Siachalinga, Linda; Godman, Brian; Mwita, Julius C; Sefah, Israel Abebrese; Ogunleye, Olayinka O; Massele, Amos; Lee, Iyn-Hyang.
Afiliação
  • Siachalinga L; College of Pharmacy, Yeungnam University, Gyeongsan, 38541, Republic of Korea.
  • Godman B; Department of Pharmacoepidemiology, Strathclyde Institute of Pharmacy and Biomedical Sciences, University of Strathclyde, Glasgow, G4 0RE, UK.
  • Mwita JC; Centre of Medical and Bio-Allied Health Sciences Research, Ajman University, Ajman, 346, United Arab Emirates.
  • Sefah IA; Department of Public Health Pharmacy and Management, School of Pharmacy, Sefako Makgatho Health Sciences University, Pretoria, 02084, South Africa.
  • Ogunleye OO; Department of Internal Medicine, Faculty of Medicine, University of Botswana, Gaborone, Botswana.
  • Massele A; Pharmacy Practice Department, School of Pharmacy, University of Health and Allied Sciences, Ho, Ghana.
  • Lee IH; Department of Pharmacology, Therapeutics and Toxicology, Lagos State University College of Medicine, Ikeja, Lagos, 100271, Nigeria.
Infect Drug Resist ; 16: 2179-2190, 2023.
Article em En | MEDLINE | ID: mdl-37077250
ABSTRACT

Background:

The rapid rise in antimicrobial resistance (AMR) globally, impacting on morbidity, mortality and costs with sub-Saharan African countries reporting the greatest burden is a concern.

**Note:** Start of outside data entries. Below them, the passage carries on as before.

PR #87, opened 2026-08-20
fix(afs): require zero locktime for the nSequence path

evanlinjin:
### Description

Fixes https://github.com/bitcoindevkit/bdk-tx/pull/65#discussion_r3786557326 — point 2 of https://github.com/bitcoindevkit/bdk-tx/pull/73#issuecomment-5297469748.

The nSequence path exists so the tx resembles an off-chain settlement spending a timelock path, and those carry `nLockTime = 0` with a CSV-driven sequence.

#65 removed the `tx.lock_time = LockTime::ZERO` that path used to perform — correctly, since it regressed input CLTVs — but added no precondition in its place. So a tx whose locktime is already pinned, by an input's CLTV or by `min_locktime`, can come out with **both** a near-tip locktime and a confirmation-depth sequence. That matches neither an ordinary wallet spend nor a contract close: a third fingerprint, worse than either branch alone.

The path is only coherent at `lock_time == 0`, so make that a precondition:

```rust
let must_use_locktime = tx.lock_time != LockTime::ZERO
    || taproot_inputs.is_empty()
    || inputs.iter().any(|input| { /* ... */ });
```

### Changelog notice

```md
Fixed:
- Anti-fee-sniping only takes the `nSequence` path when `tx.lock_time` is zero. A locktime pinned by an input's CLTV or by `min_locktime` now always takes the `nLockTime` path.
```

### Before submitting

### DIFF
--- a/src/afs.rs
+++ b/src/afs.rs
@@ -117,7 +117,12 @@ pub(crate) fn apply_anti_fee_sniping(
         .collect();
 
     // Conditions that force nLockTime (vs nSequence).
-    let must_use_locktime = taproot_inputs.is_empty()
+    //
+    // The nSequence path exists so the tx resembles an off-chain settlement spending a timelock
+    // path, and those carry nLockTime = 0. So a locktime already pinned by an input's CLTV (or by
+    // `min_locktime`) rules the nSequence path out.
+    let must_use_locktime = tx.lock_time != LockTime::ZERO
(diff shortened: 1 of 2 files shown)


ValuedMammal (approved):
tACK e05146e87c4919145b42df82824fddf61b864e86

Instigation of antimicrobial stewardship programs (ASPs) can improve antibiotic use in hospitals and reduce AMR. Implementing ASPs requires knowledge of antibiotic utilization against agreed quality indicators with the data obtained from point prevalence surveys (PPS), hence the need to document antibiotic utilization patterns in sub-Saharan Africa.

Methods:

A narrative review to document current utilization patterns, challenges, indicators and ASPs across sub-Saharan Africa based on previous reviews by the authors, supplemented by the considerable knowledge and experience of the co-authors.

Results:

Results from multiple PPS studies showed a high prevalence of antibiotic use among hospitals, mostly over 50%. Prevalence rates ranged from as low as 37.7% in South Africa to as high as 80.1% in Nigeria. There was also considerable prescribing of broad-spectrum antibiotics which could be due to lack of facilities within hospitals, alongside concerns with co-payments to perform microbiological tests, resulting in empiric prescribing. This is a concern alongside lack of guidelines or adherence to guidelines, which was as low as 4% in one study. Another concern was the high rates of extended prophylaxis to prevent surgical site infections (SSIs), with antibiotics often prescribed for longer than 24 hours, usually multiple doses. Several quality indicators have been used to evaluate antibiotic utilization providing exemplars for the future. Among the initiatives being instigated to improve antibiotic use, ASPs have proved effective. For ASPs to be successful objectives and indicators must be agreed, and regular audits undertaken.

Conclusion:

Antibiotic prescribing across Africa is characterised by high prevalence, usually empirical. Various prescribing and quality indicators are being employed to assess antibiotic use, and ASPs have shown to improve antibiotic prescribing providing direction to reduce AMR.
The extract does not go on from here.